Every line in the records below with the string "chainId" is to be copied out.

[Stored data entries]
▬▬▬▬▬▬▬▬▬▬

Issue #576, opened 2018-01-23
hex-encode the block number in eth_call


carver:
* Version: *?

### What was wrong?

As reported by @chfast :

```
>>> web3.eth.call(tx, 5)
ValueError: {'message': 'invalid argument 1: hex string without 0x prefix', 'code': -32602}
```

To fill in:

- web3 version: _
- web3 provider: _

### How can it be fixed?

Hex encode the block number before making rpc call, probably through the block number formatter in the pythonic middleware: https://github.com/ethereum/web3.py/blob/master/web3/middleware/pythonic.py

Workaround: supply block number already hex-encoded, like: `web3.eth.call(tx, "0x5")`

PR #656, opened 2018-02-20
Pop and validate chainId, if provided with txn

carver:
### What was wrong?

`chainId` is a part of a transaction only used during local signing. Remote nodes don't know what to do with `chainId` as a field in `eth_sendTransaction`, according to spec.

#595 should be after merging this change.

### How was it fixed?

If sending a transaction to a remote node, strip out the `chainId` field, after validating the value. Added a new middleware layer that make make sense as a place to move more validation, in general.

#### Cute Animal Picture

Cute animal picture

### DIFF
--- a/web3/middleware/validation.py
+++ b/web3/middleware/validation.py
@@ -1,0 +1,47 @@
+from cytoolz import (
+    compose,
+    curry,
+    dissoc,
+)
+from eth_utils.curried import (
+    apply_formatter_at_index,
+    apply_formatters_to_dict,
+)
+
+from web3.exceptions import (
+    ValidationError,
+)
+
+
+@curry
+def validate_chain_id(web3, chain_id):
+    if chain_id == web3.version.network:
+        return None
+    else:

▬▬▬▬▬▬▬▬▬▬

SOLUTION TO THIS EXERCISE —
Pop and validate chainId, if provided with txn
`chainId` is a part of a transaction only used during local signing. Remote nodes don't know what to do with `chainId` as a field in `eth_sendTransaction`, according to spec.
If sending a transaction to a remote node, strip out the `chainId` field, after validating the value. Added a new middleware layer that make make sense as a place to move more validation, in general.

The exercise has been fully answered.